───── Recorded data ─────
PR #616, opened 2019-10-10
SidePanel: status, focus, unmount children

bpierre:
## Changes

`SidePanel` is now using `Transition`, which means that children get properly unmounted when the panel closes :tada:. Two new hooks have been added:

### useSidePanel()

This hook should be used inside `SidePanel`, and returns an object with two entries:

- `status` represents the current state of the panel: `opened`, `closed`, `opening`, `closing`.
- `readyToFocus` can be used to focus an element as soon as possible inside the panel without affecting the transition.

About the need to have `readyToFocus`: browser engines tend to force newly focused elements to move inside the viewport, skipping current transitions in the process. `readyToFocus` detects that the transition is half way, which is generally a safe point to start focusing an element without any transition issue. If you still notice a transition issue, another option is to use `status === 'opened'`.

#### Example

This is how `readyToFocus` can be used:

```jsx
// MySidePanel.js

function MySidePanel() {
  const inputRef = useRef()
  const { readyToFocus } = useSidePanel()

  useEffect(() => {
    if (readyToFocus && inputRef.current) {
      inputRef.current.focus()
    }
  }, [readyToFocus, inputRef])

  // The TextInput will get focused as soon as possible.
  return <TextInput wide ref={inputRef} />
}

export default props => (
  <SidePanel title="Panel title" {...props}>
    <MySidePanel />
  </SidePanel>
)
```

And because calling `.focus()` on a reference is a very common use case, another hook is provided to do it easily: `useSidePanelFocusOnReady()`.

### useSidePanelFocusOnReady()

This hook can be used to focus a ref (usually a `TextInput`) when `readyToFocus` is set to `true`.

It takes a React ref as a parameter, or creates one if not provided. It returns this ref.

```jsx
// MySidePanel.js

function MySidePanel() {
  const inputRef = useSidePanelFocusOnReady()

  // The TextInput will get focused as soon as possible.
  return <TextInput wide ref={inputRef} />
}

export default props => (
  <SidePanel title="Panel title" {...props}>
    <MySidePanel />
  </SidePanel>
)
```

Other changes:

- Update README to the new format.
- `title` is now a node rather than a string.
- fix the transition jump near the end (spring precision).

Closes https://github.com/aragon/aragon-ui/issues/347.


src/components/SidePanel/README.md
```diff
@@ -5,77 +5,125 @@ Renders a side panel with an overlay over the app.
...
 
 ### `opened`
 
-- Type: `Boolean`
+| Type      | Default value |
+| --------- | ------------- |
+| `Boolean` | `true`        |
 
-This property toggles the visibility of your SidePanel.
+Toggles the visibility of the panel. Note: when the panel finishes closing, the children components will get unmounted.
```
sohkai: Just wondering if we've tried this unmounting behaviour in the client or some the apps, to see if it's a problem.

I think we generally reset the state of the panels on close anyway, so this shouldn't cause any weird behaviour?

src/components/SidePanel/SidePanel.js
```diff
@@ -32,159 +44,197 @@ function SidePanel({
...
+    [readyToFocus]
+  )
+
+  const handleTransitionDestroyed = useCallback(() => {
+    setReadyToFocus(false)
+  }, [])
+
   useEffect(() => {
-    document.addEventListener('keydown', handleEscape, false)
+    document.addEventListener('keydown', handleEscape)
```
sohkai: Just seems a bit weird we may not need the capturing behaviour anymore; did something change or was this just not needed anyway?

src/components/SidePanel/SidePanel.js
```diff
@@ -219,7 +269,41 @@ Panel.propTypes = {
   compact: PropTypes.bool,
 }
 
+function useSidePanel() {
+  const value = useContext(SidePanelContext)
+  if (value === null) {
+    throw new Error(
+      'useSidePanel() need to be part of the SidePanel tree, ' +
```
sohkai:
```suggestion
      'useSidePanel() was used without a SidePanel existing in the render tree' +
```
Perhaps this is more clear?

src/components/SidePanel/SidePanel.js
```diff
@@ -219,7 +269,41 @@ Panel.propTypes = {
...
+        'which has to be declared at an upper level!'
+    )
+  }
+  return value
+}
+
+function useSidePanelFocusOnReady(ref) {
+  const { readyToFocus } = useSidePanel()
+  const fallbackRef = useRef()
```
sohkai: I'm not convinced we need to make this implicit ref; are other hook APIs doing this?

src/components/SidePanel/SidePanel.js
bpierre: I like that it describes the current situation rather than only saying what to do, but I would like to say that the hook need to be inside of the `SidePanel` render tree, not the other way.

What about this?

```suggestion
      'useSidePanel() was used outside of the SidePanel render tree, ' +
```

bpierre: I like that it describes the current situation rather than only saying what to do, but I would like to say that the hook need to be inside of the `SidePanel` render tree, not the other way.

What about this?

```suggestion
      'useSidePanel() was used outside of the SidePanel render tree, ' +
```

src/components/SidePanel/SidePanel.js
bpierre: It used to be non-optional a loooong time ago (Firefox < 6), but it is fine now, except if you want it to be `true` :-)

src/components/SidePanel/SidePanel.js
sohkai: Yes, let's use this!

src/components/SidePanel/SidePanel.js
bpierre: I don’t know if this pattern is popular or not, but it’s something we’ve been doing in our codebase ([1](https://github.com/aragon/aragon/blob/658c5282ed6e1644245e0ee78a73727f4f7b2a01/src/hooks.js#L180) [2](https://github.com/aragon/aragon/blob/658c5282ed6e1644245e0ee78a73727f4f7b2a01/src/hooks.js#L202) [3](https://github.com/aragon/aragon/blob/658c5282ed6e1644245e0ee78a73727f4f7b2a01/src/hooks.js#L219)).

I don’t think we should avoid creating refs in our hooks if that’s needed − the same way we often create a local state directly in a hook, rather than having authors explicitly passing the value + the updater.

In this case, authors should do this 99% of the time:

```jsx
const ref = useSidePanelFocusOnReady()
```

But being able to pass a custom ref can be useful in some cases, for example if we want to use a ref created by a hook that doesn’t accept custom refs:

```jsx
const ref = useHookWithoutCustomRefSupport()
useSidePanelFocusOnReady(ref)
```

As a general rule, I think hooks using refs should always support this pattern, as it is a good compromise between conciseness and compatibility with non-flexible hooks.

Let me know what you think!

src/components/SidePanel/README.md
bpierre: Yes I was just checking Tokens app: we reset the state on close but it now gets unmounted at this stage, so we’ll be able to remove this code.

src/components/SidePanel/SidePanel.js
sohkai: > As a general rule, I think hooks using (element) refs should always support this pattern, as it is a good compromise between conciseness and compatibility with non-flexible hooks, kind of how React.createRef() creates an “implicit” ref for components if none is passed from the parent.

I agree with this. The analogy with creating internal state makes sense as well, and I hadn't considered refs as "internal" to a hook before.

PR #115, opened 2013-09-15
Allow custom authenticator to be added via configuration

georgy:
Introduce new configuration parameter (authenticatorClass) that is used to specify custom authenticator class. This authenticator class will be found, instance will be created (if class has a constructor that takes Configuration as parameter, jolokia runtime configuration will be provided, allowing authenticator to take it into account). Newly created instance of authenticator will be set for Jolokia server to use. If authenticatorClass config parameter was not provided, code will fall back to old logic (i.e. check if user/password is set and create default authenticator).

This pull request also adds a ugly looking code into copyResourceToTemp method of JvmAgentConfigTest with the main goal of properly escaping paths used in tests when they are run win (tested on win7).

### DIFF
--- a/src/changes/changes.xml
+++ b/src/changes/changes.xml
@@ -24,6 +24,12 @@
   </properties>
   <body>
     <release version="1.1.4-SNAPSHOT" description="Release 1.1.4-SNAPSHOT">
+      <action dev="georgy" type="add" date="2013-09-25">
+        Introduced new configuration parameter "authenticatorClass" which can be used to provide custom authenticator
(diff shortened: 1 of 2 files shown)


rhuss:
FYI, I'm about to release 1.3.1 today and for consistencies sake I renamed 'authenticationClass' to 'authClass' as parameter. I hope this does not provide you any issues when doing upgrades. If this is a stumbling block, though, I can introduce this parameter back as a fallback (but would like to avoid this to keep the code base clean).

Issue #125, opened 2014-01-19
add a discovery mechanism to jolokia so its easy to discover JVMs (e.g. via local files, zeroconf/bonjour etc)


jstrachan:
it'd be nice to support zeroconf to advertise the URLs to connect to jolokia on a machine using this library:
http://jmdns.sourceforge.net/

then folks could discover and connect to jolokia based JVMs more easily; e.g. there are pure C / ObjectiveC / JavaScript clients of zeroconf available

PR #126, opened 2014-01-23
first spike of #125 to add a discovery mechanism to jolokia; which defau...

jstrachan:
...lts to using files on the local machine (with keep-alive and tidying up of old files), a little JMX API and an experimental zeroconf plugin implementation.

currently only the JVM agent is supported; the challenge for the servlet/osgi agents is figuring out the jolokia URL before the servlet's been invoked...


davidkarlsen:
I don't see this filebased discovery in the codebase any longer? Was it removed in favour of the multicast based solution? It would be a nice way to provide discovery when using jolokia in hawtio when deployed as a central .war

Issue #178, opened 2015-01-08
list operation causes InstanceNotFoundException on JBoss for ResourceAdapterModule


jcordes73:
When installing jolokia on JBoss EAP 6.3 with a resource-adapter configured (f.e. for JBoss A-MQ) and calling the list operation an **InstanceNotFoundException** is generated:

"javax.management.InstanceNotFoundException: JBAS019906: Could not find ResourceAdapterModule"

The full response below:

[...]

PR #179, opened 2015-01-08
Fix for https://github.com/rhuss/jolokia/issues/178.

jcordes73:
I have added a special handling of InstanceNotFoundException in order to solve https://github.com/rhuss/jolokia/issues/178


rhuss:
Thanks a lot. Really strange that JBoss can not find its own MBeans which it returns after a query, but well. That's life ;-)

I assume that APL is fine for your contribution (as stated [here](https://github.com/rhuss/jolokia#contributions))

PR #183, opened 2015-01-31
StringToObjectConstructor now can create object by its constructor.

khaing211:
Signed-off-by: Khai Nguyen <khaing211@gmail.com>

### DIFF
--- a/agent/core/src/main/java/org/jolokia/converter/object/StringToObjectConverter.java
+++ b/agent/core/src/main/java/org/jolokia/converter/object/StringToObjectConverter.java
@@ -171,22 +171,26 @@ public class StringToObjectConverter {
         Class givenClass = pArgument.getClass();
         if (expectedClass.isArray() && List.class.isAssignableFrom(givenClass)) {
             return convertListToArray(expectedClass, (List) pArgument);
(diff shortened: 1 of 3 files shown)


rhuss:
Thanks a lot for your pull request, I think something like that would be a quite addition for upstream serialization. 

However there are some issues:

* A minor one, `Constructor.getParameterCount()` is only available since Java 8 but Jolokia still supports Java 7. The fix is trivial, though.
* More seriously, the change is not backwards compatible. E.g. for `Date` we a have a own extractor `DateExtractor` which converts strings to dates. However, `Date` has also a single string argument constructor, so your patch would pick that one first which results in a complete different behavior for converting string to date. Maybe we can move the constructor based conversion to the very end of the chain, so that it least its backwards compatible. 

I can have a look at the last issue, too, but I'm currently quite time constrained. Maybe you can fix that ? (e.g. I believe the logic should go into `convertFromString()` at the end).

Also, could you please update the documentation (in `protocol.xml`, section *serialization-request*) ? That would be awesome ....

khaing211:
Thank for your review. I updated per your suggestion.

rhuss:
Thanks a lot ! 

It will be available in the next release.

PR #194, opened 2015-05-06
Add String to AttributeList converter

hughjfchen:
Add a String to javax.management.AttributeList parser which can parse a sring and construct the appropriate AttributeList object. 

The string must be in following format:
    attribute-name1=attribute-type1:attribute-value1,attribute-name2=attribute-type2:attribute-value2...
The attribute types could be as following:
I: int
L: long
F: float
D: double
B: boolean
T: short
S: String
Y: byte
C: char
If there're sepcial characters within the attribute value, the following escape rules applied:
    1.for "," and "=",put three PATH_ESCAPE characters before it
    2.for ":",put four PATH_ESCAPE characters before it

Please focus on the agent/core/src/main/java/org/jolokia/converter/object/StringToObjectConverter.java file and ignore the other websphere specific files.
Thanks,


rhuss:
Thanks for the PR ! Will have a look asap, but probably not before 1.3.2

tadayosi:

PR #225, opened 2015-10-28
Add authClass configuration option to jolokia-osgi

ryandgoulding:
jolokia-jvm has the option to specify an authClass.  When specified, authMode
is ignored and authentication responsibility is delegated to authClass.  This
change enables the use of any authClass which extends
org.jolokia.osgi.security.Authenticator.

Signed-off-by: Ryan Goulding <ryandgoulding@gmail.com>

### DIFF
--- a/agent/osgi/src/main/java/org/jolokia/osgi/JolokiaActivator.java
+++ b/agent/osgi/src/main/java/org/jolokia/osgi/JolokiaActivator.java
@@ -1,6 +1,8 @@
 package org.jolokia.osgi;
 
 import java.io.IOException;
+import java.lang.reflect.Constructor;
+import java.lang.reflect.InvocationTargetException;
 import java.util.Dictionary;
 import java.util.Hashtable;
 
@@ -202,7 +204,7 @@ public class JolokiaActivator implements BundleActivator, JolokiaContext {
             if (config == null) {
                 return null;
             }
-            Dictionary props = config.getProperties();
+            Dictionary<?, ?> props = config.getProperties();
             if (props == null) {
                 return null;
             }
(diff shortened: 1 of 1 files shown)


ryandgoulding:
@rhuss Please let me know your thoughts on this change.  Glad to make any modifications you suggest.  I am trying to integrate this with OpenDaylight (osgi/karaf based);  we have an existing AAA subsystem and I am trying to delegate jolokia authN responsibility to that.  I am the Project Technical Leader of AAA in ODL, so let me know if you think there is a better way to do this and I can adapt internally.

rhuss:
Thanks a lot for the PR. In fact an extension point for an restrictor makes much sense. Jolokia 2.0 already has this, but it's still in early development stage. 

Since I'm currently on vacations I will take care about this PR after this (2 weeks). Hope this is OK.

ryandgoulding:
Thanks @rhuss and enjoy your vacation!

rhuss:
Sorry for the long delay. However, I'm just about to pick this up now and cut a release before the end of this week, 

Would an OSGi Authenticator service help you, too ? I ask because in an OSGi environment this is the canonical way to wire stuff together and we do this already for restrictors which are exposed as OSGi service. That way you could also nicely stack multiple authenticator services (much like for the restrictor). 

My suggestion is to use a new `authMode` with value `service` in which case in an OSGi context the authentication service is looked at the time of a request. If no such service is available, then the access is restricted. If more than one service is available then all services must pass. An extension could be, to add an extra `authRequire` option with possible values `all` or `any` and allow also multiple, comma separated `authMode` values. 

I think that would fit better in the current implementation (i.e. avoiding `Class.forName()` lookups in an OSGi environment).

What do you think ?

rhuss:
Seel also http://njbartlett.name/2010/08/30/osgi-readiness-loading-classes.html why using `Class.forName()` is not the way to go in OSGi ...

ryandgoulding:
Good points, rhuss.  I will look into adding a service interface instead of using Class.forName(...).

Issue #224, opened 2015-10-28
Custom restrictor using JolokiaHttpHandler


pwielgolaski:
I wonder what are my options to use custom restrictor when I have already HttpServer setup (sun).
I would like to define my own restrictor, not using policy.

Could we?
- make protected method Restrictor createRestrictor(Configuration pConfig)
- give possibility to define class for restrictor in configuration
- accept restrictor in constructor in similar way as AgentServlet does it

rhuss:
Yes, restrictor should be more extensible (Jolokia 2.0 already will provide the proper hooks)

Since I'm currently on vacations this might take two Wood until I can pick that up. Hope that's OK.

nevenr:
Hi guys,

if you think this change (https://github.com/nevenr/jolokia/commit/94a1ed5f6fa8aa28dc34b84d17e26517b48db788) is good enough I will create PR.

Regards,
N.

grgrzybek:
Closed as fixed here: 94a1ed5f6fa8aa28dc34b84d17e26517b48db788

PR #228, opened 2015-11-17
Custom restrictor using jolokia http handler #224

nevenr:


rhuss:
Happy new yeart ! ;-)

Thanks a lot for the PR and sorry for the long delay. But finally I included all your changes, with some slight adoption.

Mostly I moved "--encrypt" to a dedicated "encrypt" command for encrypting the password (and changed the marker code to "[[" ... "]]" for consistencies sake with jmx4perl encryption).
─────
— Try it —
Start with the line above that contains "I don’t think" and stop after the line that contains "Introduce new configuration". Output those lines exactly, and only those.

— Task result —
I don’t think we should avoid creating refs in our hooks if that’s needed − the same way we often create a local state directly in a hook, rather than having authors explicitly passing the value + the updater.

In this case, authors should do this 99% of the time:

```jsx
const ref = useSidePanelFocusOnReady()
```

But being able to pass a custom ref can be useful in some cases, for example if we want to use a ref created by a hook that doesn’t accept custom refs:

```jsx
const ref = useHookWithoutCustomRefSupport()
useSidePanelFocusOnReady(ref)
```

As a general rule, I think hooks using refs should always support this pattern, as it is a good compromise between conciseness and compatibility with non-flexible hooks.

Let me know what you think!

src/components/SidePanel/README.md
bpierre: Yes I was just checking Tokens app: we reset the state on close but it now gets unmounted at this stage, so we’ll be able to remove this code.

src/components/SidePanel/SidePanel.js
sohkai: > As a general rule, I think hooks using (element) refs should always support this pattern, as it is a good compromise between conciseness and compatibility with non-flexible hooks, kind of how React.createRef() creates an “implicit” ref for components if none is passed from the parent.

I agree with this. The analogy with creating internal state makes sense as well, and I hadn't considered refs as "internal" to a hook before.

PR #115, opened 2013-09-15
Allow custom authenticator to be added via configuration

georgy:
Introduce new configuration parameter (authenticatorClass) that is used to specify custom authenticator class. This authenticator class will be found, instance will be created (if class has a constructor that takes Configuration as parameter, jolokia runtime configuration will be provided, allowing authenticator to take it into account). Newly created instance of authenticator will be set for Jolokia server to use. If authenticatorClass config parameter was not provided, code will fall back to old logic (i.e. check if user/password is set and create default authenticator).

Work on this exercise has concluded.